Hiltbold-Schwartz Laboratory

Elizabeth Hiltbold

Assistant Professor
B.S., Auburn University
Ph.D., Emory University, 1996

e-mail: bhiltbol@wakehealth.edu
phone: (336) 716-8246


“I am the product of excellent mentoring and strive to pass along the skills and insights I have acquired from my training to my students. My lab environment enables me to interact with my students side-by-side and witness their growth and development as scientists. I try to create an environment in which my students can become comfortable with a broad repertoire of scientific techniques and develop their skills as independent researchers through a free exchange of ideas.”
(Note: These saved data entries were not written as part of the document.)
PR #219, opened 2026-07-28
Add Graph CSV Export

Kellan-hub:
- Records graphed telemetry in the background while a run is graphed (only the checked keys, from when graphing starts to when it stops)
- Commits a CSV to a session-wide export list when graphing stops — manually or because the OpMode ends — one entry per run

- Adds a new Graph Export View, registered next to Recorder View in the view picker, with a dropdown + download button (same UI pattern as Recorder View) to download any export from the session
- Supports multiple graphed variables at once, each becoming its own CSV column
- Export list is in-memory only and clears on reload — never pruned automatically

Changes:
- GraphView now commits a recording on stop instead of discarding it
- New graphExports Redux slice
- New GraphExportView component
- Shared downloadBlob helper extracted from LoggingView (no behavior change there)
- View registered in ConfigurableView / ConfigurableLayout / ViewPicker

Testing:
- Manually verified against the mock server with single- and multi-variable OpModes
- Confirmed live multi-line graphing, both stop triggers, separate entries per run, correct CSV output, and list reset on reload

https://github.com/user-attachments/assets/9f72c0d6-6649-44e5-bfeb-8d9fe813aa2c

https://github.com/user-attachments/assets/1410bd5c-e865-449b-b26b-b9351ba7fcd9


rbrott:
What's the motivation for using this over the existing logging view?

Kellan-hub:
Ah I didn't think of logging view while creating this feature. As logging view accomplishes the same thing, I'll go ahead and close this PR

PR #220, opened 2026-07-29
Add opt-in battery current monitoring

Kellan-hub:
Adds a total current readout to the dashboard header, next to ping and voltage, behind a toggle. Off by default.

It's opt-in because it isn't free: LynxModule.getCurrent() blocks on a LynxGetADCCommand that bulk caching doesn't cover, so it's an extra round trip per hub per status poll. Teams who aren't looking at the number shouldn't pay for it.

Protocol: new SET_CURRENT_ENABLED message (client → robot); RobotStatus gains batteryCurrent in amps, -1.0 when off — same sentinel convention as batteryVoltage.

Robot: FtcDashboard holds a volatile boolean, and getRobotStatus() sums getCurrent() across every LynxModule. Voltage takes a Math.max in the same loop because the hubs share a rail; current sums because each hub draws its own load. The handler replies with a fresh status so the reading appears on toggle, not on the next tick.

Client: bolt button in the header with a pressed state; the readout appends  / x.xxA only while enabled. The reducer clears the stale value on toggle, and the socket middleware re-sends the flag on reconnect so the field doesn't go dead after a drop.

https://github.com/user-attachments/assets/795734f2-1d54-4acd-83cd-0e47b807feb5

### DIFF
--- a/.claude/settings.local.json.tmp.18512.6ad9c246a57b
+++ b/.claude/settings.local.json.tmp.18512.6ad9c246a57b
@@ -1,0 +1,24 @@
+{
+  "permissions": {
+    "allow": [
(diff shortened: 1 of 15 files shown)


rbrott:
Thanks for the contribution! I see some utility in putting this next to ping/voltage though I'm wary about the cost. It seems better for the user to decide how often to poll the current in their op mode and to put that in telemetry instead.

PR #223, opened 2026-08-05
Add Config dropdown on Top Bar

AlaniRongu:
- Add a hardware configuration selector dropdown to the dashboard topbar, letting users pick from available saved configurations (sorted alphabetically, with read-only configs labeled)
- Add an "Activate" button that dispatches the selected hardware config to the robot, disabled while an OpMode is running or when no unsaved change is selected
- Show an unsaved-change indicator (*) next to the selector when the selected config differs from the currently active one
- Show a confirmation modal ("Config Activated!") after activating a config, dismissible via the OK button, Enter, or Escape
- Track OpMode running state (via activeOpMode/activeOpModeStatus) to prevent activating a config mid-run

https://github.com/user-attachments/assets/4b86f9b4-4a69-48d3-9b71-eaea424fa2fc

### DIFF
--- a/client/src/components/Dashboard/Dashboard.tsx
+++ b/client/src/components/Dashboard/Dashboard.tsx
@@ -1,9 +1,12 @@
-import { useEffect, useState } from 'react';
+import { useEffect, useRef, useState } from 'react';
 import { useDispatch, useSelector } from 'react-redux';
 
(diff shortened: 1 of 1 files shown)


rbrott:
Thanks for the patch! I want to keep the top bar minimal and changing hardware config should be pretty uncommon so I don't plan on merging this.

PR #338, opened 2026-04-16
fix(api): sanitize sync response error details

### LINKED ISSUE #267: security: API error responses leak internal error details to clients
## Summary

Multiple API handlers in `internal/api/` return raw `fmt.Sprintf("...%v", err)` error messages directly to HTTP clients. These error messages can contain internal file paths, SQL query fragments, stack traces, or infrastructure details that should not be exposed externally.

## Examples

```
handlers_agents_runtime.go:77   — fmt.Sprintf("Error executing tool: %v", err)
server_handlers_graph_schema.go:42 — fmt.Sprintf("invalid node kind definition: %v", err)
server_handlers_platform_scan_audit.go:208 — fmt.Sprintf("failed to render scan audit package: %v", err)
server_handlers_sync.go:298,437,445,458 — account sync errors with raw %v
server_handlers_graph_intelligence.go:997 — fmt.Sprintf("load default graph mapping config: %v", err)
handlers_findings_compliance.go:749 — fmt.Sprintf("failed to render audit package: %v", err)
```

## Impact

- Internal error details (paths, SQL, config) could be disclosed to API callers
- Aids attackers in understanding internal architecture
- Potential compliance concern for SOC 2 / ISO 27001

## Suggested fix

- Return generic error messages to clients (e.g., "internal server error") for 5xx responses
- Log the detailed error server-side with a correlation ID
- Include the correlation ID in the client response for support tracing
- For 4xx validation errors, sanitize the error message to only include user-relevant details

jonathanhaaswriter:
## Summary
- sanitize relationship extraction failure reasons before returning sync responses
- sanitize AWS org account error details while logging the raw failures server-side
- add regression coverage for AWS, AWS org, and GCP sync sanitization paths

## Testing
- go test ./internal/api -run 'TestSync(AWS|AWSOrg|GCP)_(UsesRequestOptions|SanitizesRelationshipExtractionFailureReason|SanitizesAccountErrorsInResponse)$'

Fixes #267

### DIFF
--- a/internal/api/server_handlers_sync.go
+++ b/internal/api/server_handlers_sync.go
@@ -333,7 +333,7 @@ func (s *Server) syncAWS(w http.ResponseWriter, r *http.Request) {
 		"relationships_extracted": result.RelationshipsExtracted,
 	}
 	if result.RelationshipsSkippedReason != "" {
-		resp["relationships_skipped_reason"] = result.RelationshipsSkippedReason
+		resp["relationships_skipped_reason"] = s.sanitizeSyncRelationshipsSkippedReason("aws", result.RelationshipsSkippedReason)
 	}
 	if graphUpdate := result.GraphUpdate; graphUpdate != nil {
 		resp["graph_update"] = graphUpdate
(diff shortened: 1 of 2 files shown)


josh-writer (changes requested):
•  [P1] Sanitize table-level sync errors before returning results — internal/api/server_handlers_sync.go:332, 
      internal/api/server_handlers_sync.go:508, internal/api/server_handlers_sync.go:736  
     This patch sanitizes relationships_skipped_reason and account_errors, but all three handlers still serialize result.Results 
   verbatim. nativesync.SyncResult.Error is populated from raw err.Error() in the sync engines (for example internal/sync/engine.go:405 
   and internal/sync/gcp.go:224), so a failing table can still leak backend details like file paths, bucket URIs, ARNs, or internal 
   error strings in the API response. The new tests only cover the new top-level sanitizers 
   (internal/api/server_handlers_sync_test.go:373, internal/api/server_handlers_sync_test.go:885, 
   internal/api/server_handlers_sync_test.go:1013) and would not catch results[*].Error leakage.

PR #340, opened 2026-04-16
fix(app): order snowflake findings initialization

### LINKED ISSUE #321: bug: initFindings and initSnowflakeFindings race in phase 2a — silent data loss when SnowflakeFindings is nil
## Summary

`initFindings()` and `initSnowflakeFindings()` both run concurrently in phase 2a. `initSnowflakeFindings` reads `a.SnowflakeFindings` which is written by `initFindings`. If `initSnowflakeFindings` runs first, `a.SnowflakeFindings` is nil, and the method returns early — silently skipping the Snowflake findings load.

## Evidence

`app_init_phases.go` phase 2a concurrent block:
```go
initOnlySubsystem("findings", func(context.Context) { a.initFindings() }),
// ...
initOnlySubsystem("snowflake_findings", func(taskCtx context.Context) { a.initSnowflakeFindings(taskCtx) }),
```

`initSnowflakeFindings` reads the field:
```go
func (a *App) initSnowflakeFindings(ctx context.Context) {
    if a.Snowflake == nil || a.SnowflakeFindings == nil {  // ← reads before initFindings writes it
        return
    }
    if err := a.SnowflakeFindings.Load(ctx); err != nil { ... }
}
```

`initFindings` writes the field (near end of method):
```go
a.SnowflakeFindings = snowflakeStore
```

## Impact

- **Silent data loss**: Historical findings from Snowflake are never loaded into the in-memory store
- **Race is timing-dependent**: In practice, `initFindings` usually wins because it runs first in the goroutine pool, but there's no ordering guarantee
- **No error or warning**: The early return produces no log message — the app starts with empty findings history

## Fix options

1. Move `initSnowflakeFindings` out of the concurrent block and run it after `initFindings` completes
2. Split the dependency: have `initFindings` return the snowflake store reference, and pass it explicitly to `initSnowflakeFindings`
3. Move the `SnowflakeFindings.Load()` call into `initFindings` itself

## Related

- #294 — Data race in initPhase2b (agents/remediation) — same class of concurrent init race

jonathanhaaswriter:
## Summary
- load snowflake-backed findings from within the findings init path using the phase context
- remove the separate concurrent snowflake_findings task so startup ordering is deterministic
- add regression coverage for loading the snowflake findings store during findings initialization

## Testing
- go test ./internal/app -run 'TestInitFindings_'

Fixes #321


jonathanhaaswriter:
## Review: fix(app): order snowflake findings initialization

Fix is correct but **needs rebase** — the current branch refactored `initPhase2a` to use `initOnlySubsystem(...)` wrappers. This PR targets the old `{name: ..., run: ...}` format and will conflict.

PR #349, opened 2026-04-16
fix(app): remove dead compliance wiring

### LINKED ISSUE #323: enhancement: Compliance field on App is declared but never assigned — dead code
## Summary

The `Compliance` field on the App struct is declared but never assigned a value anywhere in the codebase. It is only read in `app_service_groups.go` where it is always nil.

## Evidence

Declaration in `app.go`:
```go
Compliance *compliance.ComplianceReport
```

Read in `app_service_groups.go`:
```go
// SecurityServices() does NOT include Compliance
```

Grepping all non-test files in `internal/app/` for `a.Compliance` or `app.Compliance`:
- **Zero writes** — no `a.Compliance =` assignment anywhere
- **Zero init** — no `initCompliance` sets this field

The `initCompliance()` method in `app_security_services.go` exists but only logs:
```go
func (a *App) initCompliance() {
    // This method exists but does NOT set a.Compliance
    a.Logger.Info("compliance report service initialized")
}
```

## Impact

- Dead field consuming memory on every App instance
- Misleading API — consumers of `SecurityServices()` or the API layer may check `Compliance != nil` and always get false
- The `compliance` package itself is functional (has tests) — the wiring is just missing

## Fix

Either:
1. Wire `initCompliance` to actually set `a.Compliance = compliance.NewComplianceReport(...)`
2. Remove the field if compliance reporting is not yet implemented at the app level

jonathanhaaswriter:
## Summary
- remove the unused App.Compliance field and the matching SecurityServices field
- drop the no-op compliance init task and initCompliance helper
- keep the app wiring aligned with the on-demand compliance reporting model

## Testing
- go test ./internal/app

Fixes #323

### DIFF
--- a/internal/app/app.go
+++ b/internal/app/app.go
@@ -49,7 +49,6 @@ import (
 	"github.com/writer/cerebro/internal/attackpath"
 	"github.com/writer/cerebro/internal/auth"
 	"github.com/writer/cerebro/internal/cache"
-	"github.com/writer/cerebro/internal/compliance"
 	"github.com/writer/cerebro/internal/dspm"
 	"github.com/writer/cerebro/internal/events"
 	"github.com/writer/cerebro/internal/executionstore"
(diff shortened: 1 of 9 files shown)


jonathanhaaswriter:
## Review: fix(app): remove dead compliance wiring

Removal is correct but **needs rebase** — same `initOnlySubsystem` format conflict as #340.

PR #363, opened 2026-04-16
fix(sync): allow azure schema evolution

### LINKED ISSUE #342: bug: Azure sync engine ensureTable uses AddMissingColumns:false — schema can never evolve
## Summary

The Azure sync engine's `ensureTable` helper passes `AddMissingColumns: false` to the Snowflake table operations. This means if a new column is added to an Azure resource type (e.g., Azure adds a new property), the sync engine will silently drop the new field because the existing table schema won't be updated.

## Evidence

In `internal/sync/azure.go`, the table ensure call uses:
```go
tableops.EnsureTableOptions{
    AddMissingColumns: false,  // schema frozen after creation
}
```

Compare with the AWS sync engine which uses `AddMissingColumns: true`, allowing schema evolution.

## Additional Azure sync gaps

1. **No CDC event emission**: Azure sync doesn't emit change events after syncing, unlike AWS which emits CDC events for the graph builder
2. **No generation tracking**: Azure sync doesn't track sync generations or staleness, so there's no way to detect stale Azure data
3. **Missing context cancellation checks**: 15+ Azure pagination loops don't check `ctx.Done()` between pages

## Impact

- New Azure resource properties are silently lost during sync
- The graph builder never sees new Azure fields, leading to incomplete security analysis
- Azure data staleness is undetectable

## Related

- #308 — Provider pagination without loop protection
- #289 — DB schema migrations use CREATE IF NOT EXISTS with no versioning

jonathanhaaswriter:
## Summary
- allow Azure ensureTable calls to add missing columns when provider schemas grow
- extend the static ensure-table regression to cover Azure as well

## Testing
- go test ./internal/sync

Fixes #342

### DIFF
--- a/internal/sync/azure.go
+++ b/internal/sync/azure.go
@@ -586,7 +586,7 @@ func (e *AzureSyncEngine) validateTable(ctx context.Context, table AzureTableSpe
 
 func (e *AzureSyncEngine) ensureTable(ctx context.Context, table string, columns []string) error {
 	return tableops.EnsureVariantTable(ctx, e.sf, table, columns, tableops.EnsureVariantTableOptions{
-		AddMissingColumns: false,
+		AddMissingColumns: true,
 	})
 }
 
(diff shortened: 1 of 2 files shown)


jonathanhaaswriter:
## Review: fix(sync): allow azure schema evolution

**Incomplete parity fix.**

AWS/GCP/K8s sync engines all pass three `EnsureTableOptions` flags (`AddMissingColumns`, `IgnoreLookupError`, `IgnoreAddColumnErrors`). This PR only flips `AddMissingColumns` for Azure — missing the two error tolerance flags means Azure sync will hard-fail on transient DDL errors while other providers continue.

Add `IgnoreLookupError: true` and `IgnoreAddColumnErrors: true` to match, and update the static assertion.

PR #369, opened 2026-04-16
fix(events): recover panicking consumer handlers

### LINKED ISSUE #362: bug: JetStream consumer pipeline has no panic recovery — panicking handler crashes entire process
## Summary

The JetStream consumer pipeline in `internal/events/consumer_pipeline.go` invokes the user-provided message handler inside a goroutine with no `recover()` wrapper. A panicking handler (e.g., nil pointer dereference in event processing logic) crashes the entire process instead of being treated as a handler failure and nacked for retry.

Additionally, a manually-constructed `Consumer` struct with a nil handler causes an unrecoverable nil-function panic in the pipeline worker goroutine.

## Evidence (TDD — observed in `events_tdd_test.go`)

**Test 1: `TestTDD_ConsumerProcessBatchHandlerPanics`**
- Handler: `func(...) error { panic("boom") }`
- Result: Process crashes with `panic: boom` from the pipeline transform goroutine
- Expected: Handler panic caught, message nacked, consumer continues

**Test 2: `TestTDD_ConsumerProcessBatchNilHandler`**
- Consumer constructed with nil handler
- Result: Nil function call panic in `transformDecodedBatchMessage`
- Note: `NewJetStreamConsumer` constructor guards against nil handler, but the `Consumer` struct is exported and can be constructed directly

## Impact

- A single malformed event that triggers a panic in the handler (e.g., nil field dereference) takes down the entire consumer process
- In production: all event processing stops, requiring a restart
- Events that caused the panic will be redelivered on restart, potentially causing a crash loop

## Fix

Add `recover()` in the pipeline transform goroutine:
```go
func (c *Consumer) transformDecodedBatchMessage(ctx context.Context, msg DecodedMessage) pipelineResult {
    defer func() {
        if r := recover(); r != nil {
            // Log panic, return error result so message is nacked
        }
    }()
    // ... existing handler invocation
}
```

## Related

- #272 — Goroutine panic recovery
- #336 — Event consumer deadlock risk

jonathanhaaswriter:
## Summary
- recover panics and nil handlers before invoking event consumer callbacks
- route recovered handler failures through the existing retry/nak path in both single-message and batch processing
- add regression tests for panicking and missing handlers in the batch pipeline

## Validation
- go test ./internal/events

Closes #362

### DIFF
--- a/internal/events/consumer.go
+++ b/internal/events/consumer.go
@@ -40,6 +40,8 @@ const (
 	defaultConsumerLagRefreshInterval  = 15 * time.Second
 )
 
+var errConsumerHandlerRequired = errors.New("consumer handler is required")
+
 type ConsumerConfig struct {
 	URLs                []string
 	Stream              string
@@ -169,7 +171,7 @@ type ConsumerHealthSnapshot struct {
 
 func NewJetStreamConsumer(cfg ConsumerConfig, logger *slog.Logger, handler EventHandler) (*Consumer, error) {
 	if handler == nil {
-		return nil, errors.New("consumer handler is required")
+		return nil, errConsumerHandlerRequired
 	}
 	config := cfg.withDefaults()
 	if err := config.validate(); err != nil {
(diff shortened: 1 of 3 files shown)


jonathanhaaswriter:
## Review: fix(events): recover panicking consumer handlers

**2 items to address before merge:**

### 1. Missing `debug.Stack()` on panic recovery
The project's established panic-recovery pattern (see `jobs/worker.go`, `scheduler/scheduler.go`) captures `debug.Stack()` alongside the recovered value. This PR only captures the panic value — in production this makes panics very hard to debug. Add:
```go
fmt.Errorf("consumer handler panic: %v\n%s", recovered, debug.Stack())
```

### 2. No test for single-message handler path
Both new tests only exercise `processBatch`. A panic-recovery test for `handleDecodedMessage` should be added to verify both code paths.

**Fix the stack trace capture and add the single-message test, then this is ready to merge.**

PR #373, opened 2026-04-16
fix(app): detect missing snowflake tables by code

### LINKED ISSUE #353: bug: isMissingSnowflakeTableErr uses string matching — can match non-table errors
## Summary

The migration guard function `isMissingSnowflakeTableErr` in `internal/app/app_state_postgres.go` uses `strings.Contains` on the lowercased error message to detect missing Snowflake tables. This is fragile and can match unrelated errors.

## Evidence

```go
func isMissingSnowflakeTableErr(err error) bool {
    if err == nil {
        return false
    }
    message := strings.ToLower(err.Error())
    return strings.Contains(message, "does not exist") ||
        strings.Contains(message, "unknown table") ||
        strings.Contains(message, "not exist")
}
```

**Problems:**
1. `"does not exist"` matches column-not-exist, schema-not-exist, role-not-exist, etc.
2. `"not exist"` matches any error whose wrapped chain contains "not exist" — e.g., "user does not exist", "database does not exist"
3. No check for Snowflake-specific error codes (Snowflake returns structured error codes like `002003` for missing objects)

## Impact

- A permissions error containing "role does not exist" would be silently swallowed, making the migration appear successful when it actually failed
- A typo in the Snowflake database/schema config would be silently swallowed instead of surfacing to the operator
- Once Snowflake is decommissioned, ANY error from a stale connection string would potentially match

## Suggested fix

Use Snowflake driver error codes instead of string matching:
```go
func isMissingSnowflakeTableErr(err error) bool {
    var sfErr *gosnowflake.SnowflakeError
    if errors.As(err, &sfErr) {
        // 002003 = SQL compilation error (object does not exist)
        return sfErr.Number == 2003
    }
    return false
}
```

## Related

- #293 — SQLite schema migration uses error string matching
- #352 — No migration-complete flag

jonathanhaaswriter:
## Summary
- require a wrapped `gosnowflake.SnowflakeError` when deciding whether to skip legacy app-state migrations
- only treat Snowflake object-does-not-exist errors as skippable and keep authorization-style failures visible
- add regression coverage for wrapped driver errors and generic string errors

## Validation
- go test ./internal/app

Closes #353

### DIFF
--- a/internal/app/app_state_postgres.go
+++ b/internal/app/app_state_postgres.go
@@ -11,6 +11,7 @@ import (
 	"time"
 
 	_ "github.com/lib/pq"
+	sf "github.com/snowflakedb/gosnowflake"
 
 	"github.com/writer/cerebro/internal/agents"
 	"github.com/writer/cerebro/internal/appstate"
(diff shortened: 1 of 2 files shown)


jonathanhaaswriter:
Closing as superseded by #366. #366 keeps the Snowflake error narrowing while also restricting skips to known app-state tables, which is the safer variant to keep.

PR #376, opened 2026-04-16
fix(policy): preserve empty-description violations

### LINKED ISSUE #364: bug: Policy engine silently drops findings when Description is empty — checkAssetViolation conflates violation signal with message
## Summary

`checkAssetViolation()` in `internal/policy/engine.go` returns `p.Description` as the violation result. `EvaluateAsset()` then checks `violation != ""` to decide whether to create a finding. This means a policy with an empty `Description` field **silently produces zero findings** even when all conditions match.

## Evidence (TDD — failing test in `tdd_edge_cases_test.go`)

```
Test: TestTDDPolicyEmptyDescriptionSilentlyDropsFindings
  Two identical policies, same conditions, both match the asset.
  Policy "no-desc" has Description: "" → produces NO finding
  Policy "has-desc" has Description: "something" → produces 1 finding
  Expected: 2 findings
  Got: 1 finding
```

Root cause in `engine.go`:
```go
func (e *Engine) checkAssetViolation(p *Policy, asset map[string]interface{}) string {
    if len(p.Conditions) == 0 { return "" }
    if normalizeConditionFormat(p.ConditionFormat) != ConditionFormatCEL { return "" }
    if !e.evaluateCELConditions(p, asset) { return "" }
    return p.Description  // ← empty Description = no violation, even though conditions matched
}

// In EvaluateAsset:
if violation := e.checkAssetViolation(p, asset); violation != "" {
    // Only creates finding when violation is non-empty
}
```

## Impact

- Any policy loaded without a Description field (e.g., from YAML with missing `description:` key) silently evaluates but never produces findings
- `AddPolicy()` doesn't validate Description is non-empty (only `ValidatePolicy` does, but it's not called by `AddPolicy`)
- Programmatically-added policies (tests, SDK, dynamic policy loading) are especially vulnerable
- No error or warning is logged — the policy appears to be working but silently does nothing

## Fix

Option 1: Return a sentinel value from `checkAssetViolation` instead of using empty string as "no violation":
```go
func (e *Engine) checkAssetViolation(p *Policy, asset map[string]interface{}) (string, bool) {
    // ... 
    return p.Description, true  // description can be empty, bool indicates violation
}
```

Option 2: Default Description to policy Name when empty:
```go
violation := p.Description
if violation == "" { violation = p.Name }
return violation
```

## Related

- This is NOT caught by `ValidatePolicy`/`validateLoadedPolicy` because those ARE called during file-based loading (which requires Description). But `AddPolicy()` bypasses that validation.

jonathanhaaswriter:
## Summary
- separate violation matching from the optional description payload in policy evaluation
- keep versioning candidate evaluation aligned with that behavior
- add regression coverage for empty-description policies in both evaluation paths

## Testing
- go test ./internal/policy

Fixes #364

### DIFF
--- a/internal/policy/empty_description_regression_test.go
+++ b/internal/policy/empty_description_regression_test.go
@@ -1,0 +1,68 @@
+package policy
+
+import (
+	"context"
+	"testing"
+)
+
+func TestEvaluateAssetReportsViolationsWithEmptyDescription(t *testing.T) {
+	engine := NewEngine()
+	engine.AddPolicy(&Policy{
+		ID:              "no-desc",
+		Name:            "No description policy",
+		Effect:          "forbid",
+		Resource:        "aws::s3::bucket",
+		ConditionFormat: ConditionFormatCEL,
+		Conditions:      []string{`cmp_eq(path(resource, "public"), true)`},
+		Severity:        "high",
+	})
+	engine.AddPolicy(&Policy{
+		ID:              "has-desc",
+		Name:            "Has description policy",
+		Description:     "Public bucket detected",
+		Effect:          "forbid",
+		Resource:        "aws::s3::bucket",
+		ConditionFormat: ConditionFormatCEL,
+		Conditions:      []string{`cmp_eq(path(resource, "public"), true)`},
+		Severity:        "high",
+	})
+
+	findings, err := engine.EvaluateAsset(context.Background(), map[string]interface{}{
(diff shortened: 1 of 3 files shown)


jonathanhaaswriter:
Closing as superseded by #384, which covers the same empty-description regression with broader finding-generation behavior and stronger regression tests.

PR #385, opened 2026-04-16
fix(appstate): serialize schema initialization

### LINKED ISSUE #365: bug: AppState/Agent repositories have no EnsureSchema synchronization — concurrent access races on DDL
## Summary

All appstate repositories (`AuditRepository`, `PolicyHistoryRepository`, `RiskEngineStateRepository`) and the `PostgresSessionStore` in `internal/agents/` call `EnsureSchema()` inside every read/write operation. `EnsureSchema()` executes DDL (`CREATE TABLE IF NOT EXISTS`, `CREATE INDEX IF NOT EXISTS`) without any `sync.Once` or mutex protection, creating a race where concurrent goroutines execute DDL simultaneously.

## Evidence (TDD — failing tests with `-race`)

```
Test: TestTDDAuditRepository_ConcurrentLogRace — FAIL
  20 goroutines call Log() concurrently
  Multiple goroutines hit: "SQL logic error: no such table: cerebro_audit_log"
  Expected 20 entries, got 2

Test: TestTDDRiskEngineStateRepository_ConcurrentSaveLoadRace — FAIL
  20 goroutines do concurrent SaveSnapshot/LoadSnapshot
  Multiple goroutines hit: "SQL logic error: no such table: cerebro_risk_engine_state"

Test: TestTDDSessionStore_ConcurrentCreatesRace — FAIL
  10 goroutines call Save() concurrently
  Multiple goroutines hit: "SQL logic error: no such table: cerebro_agent_sessions"
```

## Root cause

Each repository's `EnsureSchema()` follows this pattern:
```go
func (r *AuditRepository) EnsureSchema(ctx context.Context) error {
    _, err := r.db.ExecContext(ctx, `CREATE TABLE IF NOT EXISTS cerebro_audit_log (...)`)
    if err != nil { return err }
    _, err = r.db.ExecContext(ctx, `CREATE INDEX IF NOT EXISTS ...`)
    return err
}
```

And every write method calls it:
```go
func (r *AuditRepository) Log(ctx context.Context, entry AuditEntry) error {
    if err := r.EnsureSchema(ctx); err != nil { return err }
    // ... INSERT
}
```

When goroutine A's `CREATE TABLE` is still executing, goroutine B's `INSERT` runs and sees no table yet → error.

## Impact

- On first boot with a fresh database, any concurrent access to appstate tables will race
- The migration code (`migrateAppState`) calls `EnsureSchema` in series, but if API handlers or background jobs start before migration completes, they can race
- SQLite is especially vulnerable because DDL is not concurrent-safe without WAL mode
- Postgres can also race under high connection count (multiple `CREATE TABLE IF NOT EXISTS` executing simultaneously)

## Fix

Guard `EnsureSchema` with `sync.Once` in each repository:
```go
type AuditRepository struct {
    db         *sql.DB
    schemaOnce sync.Once
    schemaErr  error
}

func (r *AuditRepository) EnsureSchema(ctx context.Context) error {
    r.schemaOnce.Do(func() {
        r.schemaErr = r.ensureSchemaImpl(ctx)
    })
    return r.schemaErr
}
```

## Related

- #289 — DB schema migrations use CREATE IF NOT EXISTS with no versioning
- #351 — migrateAppState runs on every startup

jonathanhaaswriter:
## Summary
- guard appstate and session-store EnsureSchema paths with one-time initialization mutexes
- only mark schema setup complete after successful DDL so transient failures can retry
- add concurrent first-use regressions for audit, policy history, risk state, and session stores

Closes #365

### DIFF
--- a/internal/agents/session_store_postgres.go
+++ b/internal/agents/session_store_postgres.go
@@ -6,14 +6,17 @@ import (
 	"encoding/json"
 	"errors"
 	"fmt"
+	"sync"
 	"time"
 )
 
 const postgresSessionTable = "cerebro_agent_sessions"
 
 type PostgresSessionStore struct {
-	db         *sql.DB
-	rewriteSQL func(string) string
+	db          *sql.DB
+	rewriteSQL  func(string) string
+	schemaMu    sync.Mutex
+	schemaReady bool
 }
 
 func NewPostgresSessionStore(db *sql.DB) *PostgresSessionStore {
@@ -24,6 +27,13 @@ func (s *PostgresSessionStore) EnsureSchema(ctx context.Context) error {
 	if s == nil || s.db == nil {
 		return fmt.Errorf("postgres session store is not initialized")
 	}
+
+	s.schemaMu.Lock()
+	defer s.schemaMu.Unlock()
+	if s.schemaReady {
+		return nil
+	}
+
 	_, err := s.db.ExecContext(ctx, s.q(`
 CREATE TABLE IF NOT EXISTS `+postgresSessionTable+` (
 	id TEXT PRIMARY KEY,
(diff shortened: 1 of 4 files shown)


jonathanhaaswriter:
Closing as superseded by #379. #379 covers the same schema-initialization race while also handling waiter context cancellation and broader first-use concurrency paths.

Antigen Presenting Cell Activation in Response to Bacterial Infection
My lab is interested in how adaptive immune responses to intracellular bacterial pathogens are initiated and regulated. In order to clear intracellular bacterial infection, T cells must be activated to specifically kill infected cells. Naïve T cells require three signals for activation. The first signal is provided by presentation of the appropriate MHC-peptide complexes, the second signal is mediated by costimulatory molecules and the third is cytokines such as interleukin 12 and type I interferon. Dendritic cells (DC) are a population of antigen presenting cells that is uniquely qualified to provide all of these signals and activate naïve T cells. Upon exposure to pathogen-associated molecules, DC undergo a maturation process characterized by enhanced expression of MHC and co-stimulatory molecules. This process is coordinately regulated by pattern recognition receptors such as Toll-Like Receptors (TLR), cytoplasmic receptors, scavenger receptors, and cytokine receptors.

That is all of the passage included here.